(Task directions)
Copy out all lines of the records in which the word "oversized" appears.
*** Raw data ***
PR #885, opened 2026-08-21
fix(memory): preserve short paragraphs during chunking

### LINKED ISSUE #754: chunk_text() silently drops short paragraphs below min_chunk_size
Description: In `chunk_text()`, the mid-document flush (src/openjarvis/tools/storage/chunking.py:78-92) only appends the accumulated buffer to `chunks` when it reaches `min_chunk_size` (default 50 tokens), but always resets `current_tokens` afterward regardless of whether it was appended. When the buffer is below `min_chunk_size` and also below `chunk_overlap` (so the overlap-carry branch doesn't fire either), that text is discarded with no trace. The identical pattern exists in the oversized-paragraph pre-flush a few lines below.

```python
if current_tokens and len(current_tokens) + len(para_tokens) > cfg.chunk_size:
    chunk_content = " ".join(current_tokens)
    if _count_tokens(chunk_content) >= cfg.min_chunk_size:
        chunks.append(Chunk(content=chunk_content, source=source,
                             offset=chunk_start_offset, index=len(chunks)))
    if cfg.chunk_overlap > 0 and len(current_tokens) > cfg.chunk_overlap:
        current_tokens = list(current_tokens[-cfg.chunk_overlap:])
    else:
        current_tokens = []
```

Steps to Reproduce:
1. `from openjarvis.tools.storage.chunking import chunk_text`
2. `text = "IMPORTANT my API key rotation policy is documented here" + "\n\n" + " ".join(f"word{i}" for i in range(600))`
3. `chunks = chunk_text(text)` and check whether any chunk contains `"IMPORTANT"`.
4. Observe 2 chunks are produced and neither contains the leading short paragraph.

Expected Behavior: Every non-empty paragraph appears in at least one chunk, even a short one that falls below `min_chunk_size` before the document has produced its first chunk.

Actual Behavior: A short paragraph that occurs before a later flush point is silently dropped from the output; `jarvis memory index` reports success ("Indexed 2 chunks") with the lead-in content missing from the index.

Suggested fix: When the mid-document (or oversized-paragraph) flush skips emitting a sub-floor buffer, carry it forward into the next chunk's accumulation instead of discarding it, adjusting the tracked offset accordingly. A local patch doing this, plus regression tests, is available if useful.

ElliotSlusky:
## Summary
- retain below-floor paragraphs until they can be emitted with following content
- carry short lead-ins into oversized paragraph windows without losing tokens
- add exact oversized and normal-paragraph regressions

## Tests
- 14 tests in tests/memory/test_chunking.py
- Ruff check and format verification on changed files

Fixes #754

The final chunk is now retained even below the preferred minimum size, so short final paragraphs and oversized-paragraph tails remain searchable. Added offset and complete-coverage regressions across paragraph boundaries and overlaps. Validation on current main: 86 chunking, storage-tool, and memory-CLI tests passed, plus Ruff and formatting.


ElliotSlusky:
Appended the chunk-size blocker fix in `7c5842f`.

Reproduction on `1b4854f`: with `chunk_size=10`, `min_chunk_size=5`, and no overlap, a 3-token lead-in followed by a 10-token paragraph produced one 13-token chunk. The chunker now streams paragraphs into bounded windows, preserves paragraph boundaries when possible, carries sub-floor lead-ins without dropping them, rebalances short tails when feasible, and bounds retained overlap so it always makes forward progress.

Validation:
- 19 focused chunking tests passed, including adversarial lead-in/overlap/minimum combinations
- an additional deterministic sweep of 10,000 configurations/text layouts verified every emitted chunk is non-empty, at most `chunk_size`, and sequentially indexed
- Ruff check/format clean
- broader memory/storage run reached 196 passed / 39 skipped; its 45 failures all require the unavailable `openjarvis_rust` extension (local native build is blocked by the host's unaccepted Xcode license), so hosted CI is authoritative for those backends

ElliotSlusky:
Repair appended at 330740ca.

- ChunkConfig now rejects non-integer/bool/zero/negative chunk sizes and negative/non-integer overlaps, and chunk_text revalidates mutable configs before entering its loop.
- CLI ranges reject chunk_size below 1 and chunk_overlap below 0 before indexing.
- The memory-index tool advertises JSON Schema minimums and fails invalid direct calls without storing anything.
- A deterministic 88-configuration boundary sweep verifies forward progress, non-empty hard-bounded chunks, complete token coverage, sequential indexes, and offsets that map back to the original flattened document.

- 53 focused chunking and storage-tool tests passed.
- The focused CLI rejection regression passed.
- Direct adversarial probes for chunk_size 0/-1 and overlap -1 now fail immediately with ValueError.
- Ruff check and format verification passed.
*** End of Raw data ***
(Task answer)
Description: In `chunk_text()`, the mid-document flush (src/openjarvis/tools/storage/chunking.py:78-92) only appends the accumulated buffer to `chunks` when it reaches `min_chunk_size` (default 50 tokens), but always resets `current_tokens` afterward regardless of whether it was appended. When the buffer is below `min_chunk_size` and also below `chunk_overlap` (so the overlap-carry branch doesn't fire either), that text is discarded with no trace. The identical pattern exists in the oversized-paragraph pre-flush a few lines below.
Suggested fix: When the mid-document (or oversized-paragraph) flush skips emitting a sub-floor buffer, carry it forward into the next chunk's accumulation instead of discarding it, adjusting the tracked offset accordingly. A local patch doing this, plus regression tests, is available if useful.
- carry short lead-ins into oversized paragraph windows without losing tokens
- add exact oversized and normal-paragraph regressions
The final chunk is now retained even below the preferred minimum size, so short final paragraphs and oversized-paragraph tails remain searchable. Added offset and complete-coverage regressions across paragraph boundaries and overlaps. Validation on current main: 86 chunking, storage-tool, and memory-CLI tests passed, plus Ruff and formatting.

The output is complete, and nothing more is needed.